Vladimir Putin: I had to consider this one for a while, but I am certainly happy with my decision. Vladamir, ladies and gentlemen, is Fugu. Before you click away in confusion, let me explain…
Fugu is essentially a meal prepared from poisonous pufferfish, proving deadly if one tiny mistake is made:
Surely I am not the only one who feels like that sentence is not about fish, but actually about the Russian dictator. The resemblance is uncanny, right?
Let’s shift our focus back to the lady pols for just a second. No serious political analysis, such as the one I am currently undertaking, would be complete without the infamous Sarah Palin.
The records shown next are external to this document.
PR #939, opened 2022-11-21
Draw funcgen peak tracks using data stored in bigbed files

azangru:
## Description
Regulation is removing data from the Peak table for some species (human and mouse for e109), and planning to remove the whole table in the future. Instead, they are storing this data in bigbed files; and have introduced an `epigenome_track` table that stores a reference to this file. The purpose of this change, as summarised by Garth, is:

> - Easy to import external bed files, without having to put everything in the peak table
> - To find out whether users need our API and Biomart for peak-based analysis, or whether files are sufficient (in our experience, files are better).
> - To reduce bloat (copying data from release to release even when it's not updated).
> - To harmonise our handover to the new and old sites
> - Biomart was struggling with the number of our peaks 

We are thus in a situation when, for some species, peak track data has still to be read from the database, whereas for other species, it has to be read from bigbed files. This PR introduces support for this.

Done together with @ens-ap5 

## Brief overview of changes
References to bigbed files are stored in the packed files (see ConfigPacker.pm). Then, in the Slice.pm module, the paths to bigbed files are read back from the packed file, and full paths generated. Notice that for species that read peak data from the database, it continues to be read via the peak_calling adaptor.

The track is then drawn by the `fg_multi_wiggle` glyphset. Notice that it has been modified to inherit from multiple parents, one of which has a capability to read data from bigbed files. In the `fg_multi_wiggle` module, track data is read from the bigbed file, and prepared for drawing.

A new zmenu module, `BigbedPeak` has been created specifically for such tracks. The data that is shown in the zmenu is, again, accessed directly from the bigbed file using the url parameters for getting its path. The additional data, belonging to the track as a whole and thus not included in the bigbed file (such as the feature name, or the zmenu title), is accessed via the peak_calling adaptor.  

## Views affected
Region view, configured to show functional genomics tracks.

**Sandbox:** http://wp-np2-1e.ebi.ac.uk:8411/Homo_sapiens/Location/View?r=17:63992754-64038189;db=core (you'll need to configure the page via the regulation matrix to select appropriate tracks) 

## Related JIRA Issues
https://www.ebi.ac.uk/panda/jira/browse/ENSWEB-6558


ens-ap5 (approved):
Looks good - I think we've already been through most of it together, so I'll trust that it all works :)

PR #942, opened 2022-12-08
New trackhub registry

veidenberg:
This PR will switch trackhub search to the new Trackhub Registry.
I will update the registry URL in the PR once the new service has moved to production.

Sandbox: http://wp-np2-1d.ebi.ac.uk:1680/info/website/trackhubs/index.html
JIRA ticket: https://www.ebi.ac.uk/panda/jira/browse/ENSWEB-6727


veidenberg:
The genecards URL change comes from another PR that is already merged but not yet in postreleasefix branch.

ens-ap5 (commented):
Are we OK with using a "test" URL on the live site? Also, this will need to be merged before the rc sites are set up, otherwise it won't go onto the release/109 branch - I guess it depends on when the new THR goes live?

ens-st3 (approved):

PR #950, opened 2023-02-07
Fix correct tools form options for a particular species not being displayed 

imransl:
## Description
@jyobhai spotted that the relevant options were not being displayed when species are changed in forms when testing the fix for MANE select being displayed to all species (https://github.com/Ensembl/public-plugins/pull/655). This was due to the escape code breaking the species selection.

The related PR in public-plugins is: https://github.com/Ensembl/public-plugins/pull/661

## Views affected
Tools forms (especially Variant Recorder and VEP)

## Possible complications
Some more species selection issues?

[ENSWEB-6716](https://www.ebi.ac.uk/panda/jira/browse/ENSWEB-6716)


imransl:
I can't update the description due to some issue in GitHub. So posting the correct sandbox link here: https://github.com/Ensembl/ensembl-webcode/pull/950.

jyothishnt (approved):

PR #952, opened 2023-02-10
Fix escapeDot breaking BLAST form

imransl:
## Description

Fix BLAST form being broken because of a change that was made in #950. Now the `className` is explicitly checked if it is undefined or not before the rest of the function is executed.

Sandbox link: http://wp-np2-1e.ebi.ac.uk:8310/Multi/Tools/Blast?db=core

## Views affected

BLAST

## Possible complications

Not sure

[ENSWEB-6794](https://www.ebi.ac.uk/panda/jira/browse/ENSWEB-6794)


jyothishnt (approved):

azangru (approved):
what could go possibly go wrong? 😃

PR #956, opened 2023-03-28
Jk ensweb 6724

jonk-ebi:
This PR is to update the supported browser list page. The changes can be viewed here http://wp-np2-1f.ebi.ac.uk:10000/info/website/browsers.html. 

The list was generated by looking browser usage stats here https://caniuse.com/usage-table. Safari includes a bigger drop to account for the penultimate version of macOS being locked to version 15.6. 

More details can be seen in the ticket here https://www.ebi.ac.uk/panda/jira/browse/ENSWEB-6724

The ticket mentions that molstar should be taken into consideration. Sadly I could not find any minimum browser requirements so I just added a note about hardware acceleration

### DIFF
--- a/htdocs/info/website/browsers.html
+++ b/htdocs/info/website/browsers.html
@@ -18,7 +18,7 @@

Sarah Palin: She’s great, at least for entertainment value. To be more specific, actually, Tina Fey’s impression of Palin is great for entertainment. Palin herself? Well, just let her recent endorsement of Trump (the durian) speak for itself.
Oh, my god. She never ceases to amaze me. Palin, I must say, is none other but the poppy seed. This may not seem quite sinister enough, but that’s why it is perfect. You know when you eat a poppy seed roll, and you can feel in your soul that a goddamn seed is wedged between your two front teeth, and no matter how much elbow grease you apply the little bastard refuses to move. Well, that’s just like Palin in politics – she looks innocent, sounds like an insane Dr Seuss and is frustratingly inescapable.
It seems not even a tooth pick or floss is gonna shift this one. Hopefully Palin will stay put in Alaska, visiting only her next door neighbours, Russia, and perhaps even pipe down *fingers crossed*.
Last, but not least…
Barack Obama: probably the coolest politician known to man. He’s been on Ellen, he’s used the Lion King to prove his bad assery and he bloody loves his wife. He truly is a smooth operator. For this reason, he is none other but:
The humble and delicious apple pie. Lil bit of pastry, lil bit of sugar and a whole load of sweet, juicy vitamin C. He may be looking slightly more dishevelled than his first day in office, but Obama still stands as the gentle and moral
apple pie president.
Now you can all sleep easy, knowing that the politician/food mystery has been solved.